The young men had been falling over themselves to let him have the roo. But right now Griffo wasn’t as savvy. He grabbed Blakie by the scruff of the neck and dragged him to his feet. ‘Okay mate, I think you’d better come along with…’

McGillivray put a moderating hand upon Griffo, but Blakie already had his own hands upon him: one into the groin and one among the rolls of his neck.

Blakie squeezed and heaved. Griffo gasped. His transition from rugged outback rozzer to guided missile took about half a second, the length of time it took Blakie to pluck him from his feet and send him smashing into his partners. I dived out of the way as one of them came flying in my direction.
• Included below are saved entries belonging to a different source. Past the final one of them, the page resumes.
PR #3324, opened 2016-02-24
Add gaurds in EE to geo-functions where caller can accidentally pass in string instead of geo-types

hhakimi53:
Theoretically user can pass in arguments of different types to voltQueueSql() than the one which has been planned for using the corresponding statement. This can result in incompatible type flowing to EE and if the implicit conversion is not defined it can result in undefined behavior in release build (for debug builds, logic today asserts) . For this ticket adding guards in EE for geo types, so that EE does not do process the request where the supplied argument is not as expected geo-type.

### DIFF
--- a/src/ee/common/NValue.hpp
+++ b/src/ee/common/NValue.hpp
@@ -955,8 +955,16 @@ private:
         return *reinterpret_cast<bool*>(m_data);
     }
 
+    static inline void generateExceptionIfUnexpectedType(ValueType expected, ValueType actual) {
+        if (actual != expected) {
+            throwCastSQLException(actual, expected);
+        }
+    }
+
     GeographyPointValue& getGeographyPointValue() {
-        assert(getValueType() == VALUE_TYPE_POINT);
+        const ValueType valueType = getValueType();
+        assert(valueType == VALUE_TYPE_POINT);
+        generateExceptionIfUnexpectedType(VALUE_TYPE_POINT, valueType);
         return *reinterpret_cast<GeographyPointValue*>(m_data);
     }
 
@@ -965,12 +973,16 @@ private:
         BOOST_STATIC_ASSERT_MSG(sizeof(GeographyPointValue) <= sizeof(m_data),
                                 "Size of Point is too large for NValue m_data");
 
-        assert(getValueType() == VALUE_TYPE_POINT);
+        const ValueType valueType = getValueType();
+        assert(valueType == VALUE_TYPE_POINT);
+        generateExceptionIfUnexpectedType(VALUE_TYPE_POINT, valueType);
         return *reinterpret_cast<const GeographyPointValue*>(m_data);
     }
 
     const GeographyValue getGeographyValue() const {
-        assert(getValueType() == VALUE_TYPE_GEOGRAPHY);
+        const ValueType valueType = getValueType();
+        assert(valueType == VALUE_TYPE_GEOGRAPHY);
+        generateExceptionIfUnexpectedType(VALUE_TYPE_GEOGRAPHY, valueType);
 
         if (isNull()) {
             return GeographyValue();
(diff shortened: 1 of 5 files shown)


src/ee/common/NValue.hpp
```diff
@@ -965,12 +973,16 @@ class NValue {
         BOOST_STATIC_ASSERT_MSG(sizeof(GeographyPointValue) <= sizeof(m_data),
                                 "Size of Point is too large for NValue m_data");
 
-        assert(getValueType() == VALUE_TYPE_POINT);
+        const ValueType valueType = getValueType();
```
wolffcm: The other "get" methods all assume that the value type of `this` is the same as what's being requested.  These methods are used a lot, so doing type-checking here is probably not so good for performance.  Surely the codepath which generated the undefined behavior did not use the "get" methods?  I think you can leave these methods as-is.

tests/frontend/org/voltdb/regressionsuites/TestGeospatialFunctionsExtended.java
```diff
@@ -0,0 +1,159 @@
...
+import org.voltdb.client.Client;
+import org.voltdb.client.NoConnectionsException;
+import org.voltdb.client.ProcCallException;
+import org.voltdb.compiler.VoltProjectBuilder;
+import org.voltdb.regressionsuites.TestGeospatialFunctions.Border;
+import org.voltdb.types.GeographyPointValue;
+import org.voltdb_testprocs.regressionsuites.failureprocs.GeoPointProcsWithIncompatibleParameter;
+import org.voltdb_testprocs.regressionsuites.failureprocs.GeographyProcsWithIncompatibleParameter;
+
+// the negative test case that triggers assert in valgrind and debug environment are placed
```
wolffcm: The name of this class seems a little unintuitive?  I thought that the TestGeospatialFunctions test was specifically for the geo functions, like CONTAINS, DISTANCE, etc.  This test is more like TestGeospatialNegative?

tests/frontend/org/voltdb/regressionsuites/TestGeospatialFunctionsExtended.java
```diff
@@ -0,0 +1,159 @@
...
+// in this file
+
+public class TestGeospatialFunctionsExtended extends RegressionSuite {
+
+    public TestGeospatialFunctionsExtended(String name) {
+        super(name);
+    }
+
+    static private void setupGeoSchema(VoltProjectBuilder project) throws IOException {
```
wolffcm: Is a lot of this code copied and pasted from elsewhere?  I'd be okay with you just putting the two new tests into TestGeospatialFunctions I guess.  Maybe that class could be renamed as TestGeospatialQueries?

src/ee/common/NValue.hpp
hhakimi53: All VoltDB geo functions operating on geo types are calling the getgeoxxx() and are fetching geo values through them even when the type was not geo. So that's it seemed optimal to put the check in. The undefined behavior happens after this call has been executed as the later call are operating with assumption they are operating on Geo values. If we run the logic in debug mode, assertion will get triggered in the getter function sometimes as the VoltDB functions which called getGeographyxxx(), did not perform type-check (debug environment only) explicitly in there before calling this function. If we don't want it to be here, an alternate can be to have the above check in the calling functions themselves and add those checks individually to all the functions though with that approach we will have to make new function that gets added will have to the same logic. This  specific  getter "const GeographyPointValue& getGeographyPointValue() const" may not be getting called all the time and only in selected case. So can remove it from and apply the check outside to the callers of it.

tests/frontend/org/voltdb/regressionsuites/TestGeospatialFunctionsExtended.java
hhakimi53: The code that is duplicate with TestGeoSpatialFunctions is the populating point table.  
To start with these two new tests where in TestGeoSpatialFunctions but as these two tests will result into assertion when ran with debug version of EE , so I had moved these two tests into new file so that it does not effect TestGeoSpatialFunctions in development when using debug version of EE. That's why had named it TestGeoSpatialFunctionsExtended.

hhakimi53:
closing to discard the pull request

Blakie was thirty feet away and accelerating before Bluebush’s finest had dragged itself up out of the dirt.

The younger cops did the usual cop things—a lot of yelling and cursing, a lot of pumping arms and pushing legs—but they ended up doubled over, lobster-faced and gasping for air. Griffo looked like he’d be going home in the ambulance.

McGillivray didn’t bother. He knew Blakie. He climbed to his feet and stood there glowering, hands on hips, teeth clenched. Angrily watching his prime suspect cruise up into the Jawangu Hills behind the camp.